Saturday, July 4, 2009

New York City & Father Bruce Ritter's 'Broken Covenant'

It feels like I haven't posted anything to my blog in a long time, so now I get back into the swing of it.

On June 30 I returned to Toronto after a week's vacation in New York City. I was there with a friend to celebrate the 40th anniversary of the Stonewall Riots, an event many consider the pivotal spark that ignited the fire which fed America's (and eventually Canada's) gay liberation movements.

The events of Stonewall have been told on many other blogs and websites, so I will only provide a short summary here:

In the last days of June 1969 NYC police raided the Stonewall Inn, a bar in the city's Chelsea district that courted gay patrons and allowed same-sex couplings on the dance floor (shocking, no?) During the 1960s' the Stonewall Inn was a Mafia-controlled bar. The bar's owners would frequently pay off New York police officers in exchange for tip-offs about raids. Well, on the night of June 27, 1969, things went differently.

Police raided the bar and attempted to shut it down. I believe the charge was serving liquor without a license. When the cops escorted Stonewall patrons into a waiting paddy wagon the crowd fought back and forced the cops back inside the bar as they pelted the officers with rocks, beer bottles and anything else they could find. Reinforcements arrived but the crowd of gay men and lesbians swelled as more local homos joined the fight. The riots continued for the next several nights. Their aftermath saw the formation of the Gay Liberation Front (GLF) and many other activist groups across the country.

While visiting I was lucky enough to attend a 'reunion' of former GLF members at the New York Public Library. There was a lively panel discussion followed by an abbreviated Q & A period because many of the speakers had gone far over the time limit.

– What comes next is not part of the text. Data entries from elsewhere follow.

PR #4795, opened 2023-11-21
[LETS-806] Fix the core when the RVPGBUF_DEALLOC log record is replicated to PTS

joohok:
http://jira.cubrid.org/browse/LETS-806

Purpose

When applying RVPGBUF_DEALLOC in the PTS replicator, the redo function already invalidates and unfixes the corresponding page. 
 However, because the replicator is unaware of whether the page has been unfixed, it attempts to unfix it again. The goal is to resolve the crash occurring during this process.
If the page has already been unfixed, it is necessary to invalidate `rcv.pgptr` used by the replicator.

### DIFF
--- a/src/transaction/log_recovery_redo.hpp
+++ b/src/transaction/log_recovery_redo.hpp
@@ -16,8 +16,8 @@
  *
  */
 
-#ifndef _LOC_RECOVERY_REDO_HPP_
-#define _LOC_RECOVERY_REDO_HPP_
+#ifndef _LOG_RECOVERY_REDO_HPP_
+#define _LOG_RECOVERY_REDO_HPP_
 
 #include "log_compress.h"
 #include "log_lsa.hpp"
@@ -703,4 +703,4 @@ log_rv_redo_rec_info<T>::log_rv_redo_rec_info (const log_lsa lsa, LOG_RECTYPE ty
 
 }
 
-#endif // _LOC_RECOVERY_REDO_HPP_
+#endif // _LOG_RECOVERY_REDO_HPP_
--- a/src/transaction/log_recovery_redo.hpp
+++ b/src/transaction/log_recovery_redo.hpp
@@ -645,14 +645,14 @@ void log_rv_redo_record_sync_apply (THREAD_ENTRY *thread_p, log_rv_redo_context 
 			 VPID_AS_ARGS (&rcv_vpid), (int) rcv.offset, (int) rcv.length);
     }
 
-  if (is_passive_transaction_server() && log_data.rcvindex == RVPGBUF_DEALLOC)
+  if (log_data.rcvindex == RVPGBUF_DEALLOC && is_passive_transaction_server())
     {
       /* TODO:
        * redofunc for RVPGBUF_DEALLOC (pgbuf_rv_dealloc_redo ()) invalidates the page buffer in PTS,
        * but it does not set page lsa (pgbuf_set_lsa ()) before invalidation.
        * We need to set page lsa when redoing RVPGBUF_DEALLOC log, as what ATS does (see the caller of LOG_NEED_TO_SET_LSA ()).
        */
-      assert (rcv.pgptr != nullptr && pgbuf_get_fix_count (rcv.pgptr) <= 0);
+      assert (rcv.pgptr != nullptr && pgbuf_get_fix_count (rcv.pgptr) == 0);
       rcv.pgptr = nullptr;
     }
 
--- a/src/transaction/log_recovery_redo.hpp
+++ b/src/transaction/log_recovery_redo.hpp
@@ -647,7 +647,11 @@ void log_rv_redo_record_sync_apply (THREAD_ENTRY *thread_p, log_rv_redo_context 
 
   if (is_passive_transaction_server() && log_data.rcvindex == RVPGBUF_DEALLOC)
     {
-      // rcv pgptr is already unfixed and invalidated by the deallocation (pgbuf_rv_dealloc_redo ())
+      /* TODO:
+       * redofunc for RVPGBUF_DEALLOC (pgbuf_rv_dealloc_redo ()) invalidates the page buffer in PTS,
+       * but it does not set page lsa (pgbuf_set_lsa ()) before invalidation.
+       * We need to set page lsa when redoing RVPGBUF_DEALLOC log, as what ATS does (see the caller of LOG_NEED_TO_SET_LSA ()).
+       */
       assert (rcv.pgptr != nullptr && pgbuf_get_fix_count (rcv.pgptr) <= 0);
       rcv.pgptr = nullptr;
     }
--- a/src/transaction/log_recovery_redo.hpp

The real highlight of my visit was finding the old Maritime Union Building in Chelsea. From 1987 to 1997 the building was home to Covenant House, a charity whose mission is to provide shelter and food to NYC's homeless youth. The building has portholes for windows; clearly the building's architect took the 'ship' aspect of the building as far as they could. On an island crammed with condos, high rises and office towers the former Covenant House headquarters all but smacks you over the head when you catch sight of it.

Before 1987 the building was slated to become a prison by former NYC mayor Ed Koch. However, Father Bruce Ritter, the Franciscan priest who founded Covenant House, wanted to make this odd, ship-like building his New York headquarters (the charity has branch offices worldwide, including one in Toronto opened in 1982) Ritter's plans for the building came into conflict with Koch's intentions.

However, Ritter had a trump card given that he was a Catholic priest helping children
and he was battling cancer at the same time. Almost all the press coverage played into Ritter's hands according to Charles M. Sennott's excellent book Broken Covenant which details the life of Father Bruce Ritter, his founding and eventual expansion of Covenant House into a multinational charity with an operating budget in the millions. To finish up the story of the old Maritime Union building, Ritter won his battle with the mayor and won his battle with cancer (that time)

But 'Pride cometh before the fall,' as the saying goes. While doing the 'Lord's work,' Ritter was paying himself a yearly salary of $90,000 under the table and giving comparable paychecks to members of his inner circle at the charity. Meanwhile, many of the front-line child care workers in Covenant House's employ were earning as little as $15,000 a year. Some brought their children to work so the kids could receive supervision and hot meals, something their parents couldn't afford on such meager salaries.

In the late 1980s' Ritter was also having a sexual relationship with a former street hustler named Kevin Lee Kite. As the relationship deteriorated (at least from Kite's point of view) he decided to air Ritter's dirty laundry in public. In addition to having sex with someone who was supposed to be under his protection Father Bruce was using the charity's money to pay rent for Kite's apartment, furnishing him with a wardrobe and a personal computer among other comforts. Certainly Kite was receiving more financial help than any other ward of Covenant House.

On December 12, 1989, the
New York Post broke the story with the headline: TIMES SQUARE PRIEST PROBED. FORMER MALE PROSTITUTE CITES 'GIFTS'.

After the story broke Ritter's days at the helm of his behemoth of a charity that he'd nurtured from its' infancy in squalid NYC apartments to the relative splendor of the Maritime Union Building, were numbered. Things fell apart and the centre could not hold for Father Bruce Ritter. And so he resigned from his position at the helm of Covenant House in February 1990. During the press conference where he stepped down Ritter said, "I have no way of proving my innocence. My accusers cannot establish my guilt."

To me this reads like Ritter was doing one big sidestep in an attempt to avoid the toxic ooze that was the circumstances surrounding his resignation. Through the media storm and after, Ritter denied the allegations of financial mismanagement and sexual abuse until the end of his days. Bruce Ritter died of cancer in 1999 at his farmhouse in Decatur, N.Y.

You can read Ritter's obituary on the New York Times' website here.

For me Ritter's tale is a classic story. It's the story of hubris brought crashing to Earth.